If you want one bit after the decimal point, you give up one bit before it, so you have ±210.
Single-precision has a 23-bit fraction, so you'd have ±224 integers.
How many bits of precision you need after the decimal point depends entirely on the calculations you're doing, and how many you're doing.
See also
请参阅 IEEE 754-1985:
注意(1 + 分数)。 正如 @bendin 指出的,使用二进制浮点数,不能表达简单的十进制值,例如 0.1。 这意味着您可以通过多次执行简单加法或调用截断等操作来引入舍入错误。 如果您对任何类型的精度感兴趣,实现它的唯一方法是使用定点小数,它基本上是一个缩放的整数。
See IEEE 754-1985:
Note (1 + fraction). As @bendin point out, using binary floating point, you cannot express simple decimal values such as 0.1. The implication is that you can introduce rounding errors by doing simple additions many many times or calling things like truncation. If you are interested in any sort of precision whatsoever, the only way to achieve it is to use a fixed-point decimal, which basically is a scaled integer.
如果我正确理解你的问题,这取决于你的语言。
对于 C#,请查看MSDN 参考。 浮点数有 7 位精度和双 15-16 位精度。

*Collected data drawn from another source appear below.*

PR #186, opened 2018-02-02
Updates: BYO examples to remove docker restart

djarpin:
Tested both notebooks and build_and_push.sh in fresh SageMaker Notebook Instance and both worked.


advanced_functionality/scikit_bring_your_own/container/build_and_push.sh
```diff
@@ -13,6 +13,9 @@ then
     exit 1
 fi
 
+chmod +x decision_trees/train
+chmod +x decision_trees/serve
+
```
mckev-amazon: Is this a related change?

djarpin: I snuck that one in there.  It was a point of misalignment between the notebook's shell command and the build_and_push.sh that was called out in this [Issue](https://github.com/awslabs/amazon-sagemaker-examples/issues/179).

mckev-amazon: Sounds good!  Not an issue, from my perspective, as long as both issues are referenced by the commit (which you've done).

PR #224, opened 2018-03-31
Fixed: payload was larger than SageMaker limit

djarpin:


djarpin:
Yes.  I tested 100 and it worked.  I figured going to an even slightly smaller payload (100 splits rather than 60 would give us some headroom/future-proofing).

PR #239, opened 2018-04-19
 Update the helper function to cat is not Non

qx0731:
Otherwise, cat = 0 won't be written to the data file


qx0731:
check ther cat to allow cat = 0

If I understand your question correctly, it depends on your language.
For C#, check out the MSDN ref. Float has a 7 digit precision and double 15-16 digit precision.

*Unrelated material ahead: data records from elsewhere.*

PR #457, opened 2023-03-14
chore: check iconname before pass it to pattern

Decodetalkers:
resolve: https://github.com/emersion/mako/issues/456

https://github.com/emersion/mako/blob/master/dbus/xdg.c#L170-L178

when it happened, the ret is  always 0, then I think it may not be the problem of dbus handle. and the message is send cannot be control, then I think maybe should check the icon_name,before, for the badname

### DIFF
--- a/icon.c
+++ b/icon.c
@@ -20,6 +20,27 @@
 #include <gdk-pixbuf/gdk-pixbuf.h>
 #include "cairo-pixbuf.h"
 
+static bool validate_icon_name(const char* icon_name) {
+	int icon_len = strlen(icon_name);
+	if (icon_len > 1024) {
+		return false;
+	}
+	int index;
+	for (index = 0; index < icon_len; index ++) {
+		bool is_number = icon_name[index] >= '0' && icon_name[index] <= '9';
+		bool is_abc = (icon_name[index] >= 'A' && icon_name[index] <= 'Z') ||
+				(icon_name[index] >= 'a' && icon_name[index] <= 'z');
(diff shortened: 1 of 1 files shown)


Decodetalkers:
or maybe it is just the problem of glob.?

emersion:
It sounds like the lowercase restriction is a bit too much, there are some icons with upper-case letters, e.g. `org.gnome.Calculator`. The rest sounds fine.

Decodetalkers:
> From https://specifications.freedesktop.org/icon-naming-spec/icon-naming-spec-latest.html:
> 
> > all icon names may only contain lowercase letters, numbers, underscore, dash, or period characters
> 
> Maybe we can check this instead?

I use regex now

emersion:
I'd prefer not to use a regexp, and instead have a simple loop to validate each character in the string.

Can we also invert the function's return value and rename it to e.g. `validate_icon_name()`?

icon.c
```diff
@@ -20,6 +21,15 @@
 #include <gdk-pixbuf/gdk-pixbuf.h>
 #include "cairo-pixbuf.h"
 
+static bool bad_iconname(const char* icon_name) {
+	if (strlen(icon_name) > 30) {
```
emersion, line 25: I'd prefer to pick a much higher limit here, e.g. 1024.

Decodetalkers: ok, do as your suggestion

emersion (approved):
Thanks!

我花了很长时间才弄清楚,在 Java 中使用双精度数时,我并没有损失显着的计算精度。 浮点实际上具有非常好的以相当合理的精度表示数字的能力。 我失去的精度是在将用户输入的十进制数字转换为本机支持的二进制浮点表示形式后立即丢失的。 我最近开始将所有数字转换为 BigDecimal。 BigDecimal 在代码中比浮点数或双精度数要处理的工作要多得多,因为它不是原始类型之一。 但另一方面,我将能够准确地表示用户输入的数字。

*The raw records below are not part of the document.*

PR #458, opened 2023-03-16
mako.5.scd: enhance the use of mpv

melentan:
Add the mpv --keep-open=no option to prevent too many connections to the pulseaudio audio server. That case occurs where user has keep-open=yes in their mpv configuration. Each mpv occurrence will stay logged to the pulseaudio server, and prevent a new connection once 64 clients connected.

The --keep-open=no option allows to close the mpv option once the sound played.

### DIFF
--- a/mako.5.scd
+++ b/mako.5.scd
@@ -61,7 +61,7 @@ on-button-middle=exec makoctl menu -n "$id" dmenu -p 'Select action: '
 The following option will play a sound when a new notification is opened:
 
 ```
-on-notify=exec mpv /usr/share/sounds/freedesktop/stereo/message.oga
+on-notify=exec mpv --keep-open=no /usr/share/sounds/freedesktop/stereo/message.oga
 ```
 
 When using _invoke-action_ or _invoke-default-action_ a xdg-activation


emersion:
I believe `--keep-open=no` is the default?

melentan:
> I believe `--keep-open=no` is the default?

Yes: https://github.com/mpv-player/mpv/blob/master/etc/builtin.conf#L35 (file embedded into the mpv binary at compile time)

emersion:
Oh, sorry, I skipped the PR description for some reason.

I'd rather not reset all options to their defaults just in case the user has changed them. The same argument could be made for a lot of other options.

melentan:
I think the idea is not to reset the `--keep-open` option to its default value, but simply to set it in order to prevent having too many `pulseaudio` clients in case where user has `--keep-open=yes`. The user should not care about a mpv instance run by `mako` just to play a brief notification sound.
After, maybe just a comment inside the configuration file notifying the user about this case?

emersion:
Sorry, but this dwells too much into user-specific configuration issues for my taste. Thanks for sending a PR though!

It took me quite a while to figure out that when using doubles in Java, I wasn't losing significant precision in calculations. floating point actually has a very good ability to represent numbers to quite reasonable precision. The precision I was losing was immediately upon converting decimal numbers typed by users to the binary floating point representation that is natively supported. I've recently started converting all my numbers to BigDecimal. BigDecimal is much more work to deal with in the code than floats or doubles, since it's not one of the primitive types. But on the other hand, I'll be able to exactly represent the numbers that users type in.